What to work on:
Reproduce, without any change, the span of lines from the opening of the records below to the line containing "All changes are", inclusive.

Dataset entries

PR #3675, opened 2026-08-09
support: close out the dump follow-ups, and two gaps they uncovered

sanketsudake:
Closes out every follow-up left by the reviews of #3670 and #3671, plus two gaps those reviews uncovered in the existing dump.
All changes are confined to `pkg/fission-cli/cmd/support/`.
No API, CRD, codegen or runtime change; `go.mod` untouched.

## Two things that were already broken

**Eight components were missing from every support bundle.**
The component label selector was written out inline at each of the five places that needed it, and it drifted.
It listed 7 `svc` values while the chart ships 15, so `canaryconfig`, `mcp`, `mqtrigger-keda`, `statestore`, `statesvc`, `tenantcontroller`, `webhook-service` and `workflow` had no spec, no pods and no logs — silently, because a selector that matches nothing looks exactly like a component that is not deployed.
`mqt-keda` being invisible is the sharpest of these: it is the component behind every keda MessageQueueTrigger.

The function selectors had the same problem from the other side.
`executorType in (poolmgr, newdeploy)` omits `container`, so container-executor functions were absent too, and the service selector `executorType=newdeploy` missed them as well — that executor does create a Service per function.

All four selectors are now named constants with one place to change, and a test walks the chart's deployment templates and fails if any shipped `svc` value is unmatched, naming the file.

**Function HPAs were never collected.**
`KubernetesObjectDumper` has handled `KubernetesHPA` since it was written, but nothing ever registered it.
The HPA is what decides whether a function scales, which makes it the first object to look at when one does not.

## The deferred items

**Events for pods that no longer exist.**
The pod event dumpers iterate pods first, so an event reached the bundle only if its pod was still listed — and the pod that was OOMKilled, evicted or replaced by a rolling update is exactly the one being investigated.

The naive definition of orphan (any Pod event whose UID matches no live pod) is not acceptable here.
Fission functions commonly share a namespace with a user's own workloads and a bundle goes to a third party, so that would sweep in unrelated teams' deleted pods — the same leak the KEDA ownership filter exists to prevent.
Scope is by derivation instead: every pod a Deployment owns is named `<deployment>-<rs hash>-<random>`, which is checkable without the pod existing, so an orphan counts only when its name and namespace match a fission-owned Deployment.

Knowingly out of scope, and recorded on the type: pods from the chart's Helm hook Jobs, which are Job-owned rather than Deployment-owned.
Fission creates no bare Pods or StatefulSets at runtime, so that is the whole exception list.

**The workload a keda mqt scales.**
The scaler creates a Deployment per trigger alongside the ScaledObject and no selector matched it, so the bundle carried the scaling policy but not the thing being scaled.

This cannot be a label-selector dumper and the scaler cannot simply be given a label: `Spec.Selector` is immutable on an existing Deployment, and putting one on the pod template would change the template hash and force a rollout of every consumer on upgrade.
It selects on the MQT owner reference instead, the same signal `KedaDumper` uses — no runtime change.

Pods need a second filter beyond the Deployment's own selector.
`app` is the most generic label key in kubernetes and `<mqt name>` is user-chosen, so an unrelated pod sharing it would otherwise have its spec and logs written into the bundle; the `<deployment>-` name prefix is required too.

**Credentials in trigger metadata.**
A MessageQueueTrigger's `Spec.Metadata` is copied verbatim into `ScaledObject.spec.triggers[].metadata`, and for several KEDA scalers that map is the documented place for an inline connection string (`amqp://user:pass@host`).
Fission's own path routes credentials through `Spec.Secret`, so this does not fire on a stock setup — but nothing stops an operator putting a password there.

Masked when the key names a credential or the value is a URL carrying a password in its userinfo.
Keys are always preserved: which settings were set is diagnostic, their values are not.
Both call sites are fixed — masking only the ScaledObject would leave the same values in the bundle via `fission-crd-mqtriggers`, which dumps the source map.

Two deliberate choices in the key list: `sasl` alone is **not** a credential marker, because KEDA's Kafka scaler uses `sasl`/`saslType` for the mechanism name, so masking those would hide diagnostics and no secret; and an empty value is left alone, so "set but blank" stays distinguishable from "masked".

**A marker when KEDA is not installed.**
The absent-CRD branch returned after a `console.Verbose(2, ...)` that prints nothing at default verbosity, so "no KEDA" and "the list failed" both produced an empty directory.
A `keda-not-installed.txt` now names the kind and the error, on that branch only — a real failure is warned about on the console and deliberately leaves no marker.
This also closed a test gap: the two branches previously differed only in console output, which this package cannot capture without swapping a global that `t.Parallel` would race.

**Event list pagination.**
`Limit` alone would be worse than the unbounded read it replaces — it truncates to the first page silently, so a short file reads as "no more events".
The loop feeds the continue token back, refuses to spin on a repeated token, and keeps the pages already collected when a watch cache ages out mid-pagination (410 Gone), logging that the history is partial.

## Correctness fixes carried along

- **Aliasing.** `ScaledObject.Spec.Triggers` is a slice, so masking through it would edit the backing array shared with the List result — that path DeepCopies, and only when something needs masking. In `crd.go` the range variable is a value copy and the masker returns a fresh map, so no copy is needed there; the code and comments reflect the difference.
- **`append(Containers, InitContainers...)`** in the log dumper writes into `Containers`' spare capacity when it has any, editing the pod object it was handed. Now `slices.Concat`.
- The event and deployment lists are each fetched **once** and shared, rather than once per dumper.

## Tests

Every new test was mutation-verified: the behaviour was removed and the test confirmed to fail, then restored. Twenty mutations, twenty caught.

The ones worth knowing about, because the obvious test would not have worked:

| What | Why the obvious test fails |
|---|---|
| Component selector coverage | Walks the chart templates; a hand-written list would drift the same way the selector did |
| Event pagination | `k8sfake`'s tracker ignores `Limit`/`Continue`, so seeding N events and counting requests passes against an unpaged implementation — the tests read the continue token off the concrete `ListActionImpl` |
| Server-side field filtering | `k8sfake` applies label selectors but ignores field selectors, so this inspects the `ListAction`'s restrictions instead |
| Shared index once-semantics | Runs its dumpers concurrently as `dump.go` does, so under `-race` it also guards the read-only-slices claim |
| Orphan privacy guard | An unrelated deleted pod **in the same namespace** must not be collected |
| Consumer pod attribution | An unrelated pod carrying the same `app` label must not be collected |

## Verification

```
go build ./...                                   clean
gofmt -l pkg/fission-cli/                         clean
golangci-lint run pkg/fission-cli/...             0 issues
make license-check                                clean
make verify-gomod                                 OK
go test -race ./pkg/fission-cli/cmd/support/...   ok
```

### DIFF
--- a/pkg/fission-cli/cmd/support/dump.go
+++ b/pkg/fission-cli/cmd/support/dump.go
@@ -32,7 +32,7 @@ const (
 	// with the svc: labels in charts/fission-all/templates/*/deployment.yaml —
 	// a component absent here has no spec and no logs in the bundle at all.
 	componentSelector = "svc in (buildermgr, canaryconfig, executor, kubewatcher, mcp, mqtrigger, " +
-		"mqtrigger-keda, router, statestore, statesvc, storagesvc, tenantcontroller, timer, " +
+		"mqtrigger-keda, router, router-internal, statestore, statesvc, storagesvc, tenantcontroller, timer, " +
 		"webhook-service, workflow)"
 
 	builderSelector = "owner=buildermgr"
--- a/pkg/fission-cli/cmd/support/dump.go
+++ b/pkg/fission-cli/cmd/support/dump.go
@@ -125,6 +125,9 @@ func (opts *DumpSubCommand) do(input cli.Input) error {
 		"fission-function-pod-spec":        resources.NewKubernetesObjectDumper(k8sClient, resources.KubernetesPod, functionSelector),
 		"fission-function-pod-log":         resources.NewKubernetesPodLogDumper(k8sClient, functionSelector),
 		"fission-function-pod-events":      resources.NewKubernetesPodEventDumper(k8sClient, functionSelector, podEvents),
+		// The HPA is what decides whether a function scales at all, and the
+		// dumper for it existed but was never registered.
+		"fission-function-hpa": resources.NewKubernetesObjectDumper(k8sClient, resources.KubernetesHPA, functionSelector),
 
 		// Events of fission pods that no longer exist — the OOMKilled or evicted
 		// pod is usually the one being investigated.
--- a/pkg/fission-cli/cmd/support/dump.go
+++ b/pkg/fission-cli/cmd/support/dump.go
@@ -57,6 +57,11 @@ func (opts *DumpSubCommand) do(input cli.Input) error {
 
 	k8sClient := opts.Client().KubernetesClient
 
+	// Every pod-event dumper shares one index. The dumpers below run
+	// concurrently, so a list each would mean three full-cluster Event LISTs in
+	// flight at once.
+	podEvents := resources.NewPodEventIndex(k8sClient)
+
 	ress := map[string]resources.Resource{
 		// kubernetes info
 		"kubernetes-version": resources.NewKubernetesVersion(k8sClient),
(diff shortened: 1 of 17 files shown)


sanketsudake:
Ran the full review battery on this PR — three independent adversarial lenses plus my own verification. It found a **critical defect I introduced in this very PR**, so it was worth doing. Six commits pushed (`45af1233..f137b134`).

## The critical one

Collecting the mqt consumer workload reopened the leak this PR had just closed.

The scaler writes every `mqt.Spec.Metadata` value as a **literal env var** on the consumer Deployment (`scalermanager.go:145-151`). So after masking that map on the MessageQueueTrigger and on the ScaledObject, the new dumper wrote it out a third way: `metadata.password: hunter2` landed in the bundle as `PASSWORD: hunter2`. The Pod carries the resolved env too, so both modes leaked — and this was *new* surface, because the consumer workload was not collected at all before.

Container env is now masked by the same rule, deep-copied first since both objects come from the shared index. `ValueFrom` entries carry no value and are untouched.

## Five more, all confirmed rather than taken on trust

**Orphan attribution collected other workloads' pods.** A bare name-prefix test let a function named `api` vouch for a stranger's `api-gateway-<hash>-<rand>` in the same namespace. Deployment names here are user-chosen, so this is plausible, not theoretical — I reproduced it against the PR's own test helper. Requiring the ReplicaSet suffix shape rejects it without ever rejecting a real pod.

**A short pod list made live pods look deleted.** `listAllPages` returned partial results with a nil error, so a truncated pod list meant running pods were written into a directory whose entire meaning is "this pod is gone". Inventing a failure is worse for a diagnostic bundle than missing one. `partial` is now separate from `err`, and each caller decides — a short event list is usable and noted, a short pod list stops the orphan dumper outright.

**Paging stopped on an empty page.** The API contract allows a short or empty page with a live continue token, and the event walk uses a field selector, which is where that happens. The repeated-token check already covers the non-advancing server that clause was for.

**One failing container abandoned the pod's remaining logs.** Pre-existing, but this PR gave it a second caller. The usual failure is a container still `PodInitializing`, and regular containers stream before init containers — so the usual outcome was a stuck pod with *no* log files, indistinguishable from a pod that logged nothing. Also fixes a leaked stream on every error path, a double `Close` on the success path, and a discarded buffer on mid-stream read errors.

**Two masking gaps, both directions.** `url.Parse` reads a schemeless `user:pass@host` as scheme `user`, so it was not masked; it also fails outright on an unencoded character in a password. Conversely KEDA's `passwordFromEnv` holds an env var *name*, and masking it destroyed the main diagnostic for a trigger that will not authenticate.

**`svc/router-internal` was missing** from the component selector — and my guard test structurally could not catch it, because it globbed only `*/deployment.yaml` and that component is a Service with no Deployment. It now walks every template with a floor on labels found, so a glob that stops matching fails loudly instead of passing vacuously.

## A correction to my own claim

I said "20 mutations, 20 caught". That was true but self-selected — the mutations came from paths the tests already covered. An independent run was **51 mutations, 25 survived**. The tests that existed did discriminate; coverage had real holes.

Those are now closed: the log dumper had no tests at all, `DeploymentIndex` had no error path, the Deployment/Pod paging wiring was unpinned, and the multi-selector, unknown-mode and `eventTime` Series branches were untested. 13 new mutations, all caught — with a corrected harness, after my first run gave false passes by globbing two packages and reading the wrong result line.

## Verification

```
go build ./...                                   clean
gofmt -l pkg/fission-cli/                         clean
golangci-lint run pkg/fission-cli/...             0 issues
make license-check / verify-gomod                 clean / OK
go test -race ./pkg/fission-cli/cmd/support/...   ok
```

Exercise answer:
PR #3675, opened 2026-08-09
support: close out the dump follow-ups, and two gaps they uncovered

sanketsudake:
Closes out every follow-up left by the reviews of #3670 and #3671, plus two gaps those reviews uncovered in the existing dump.
All changes are confined to `pkg/fission-cli/cmd/support/`.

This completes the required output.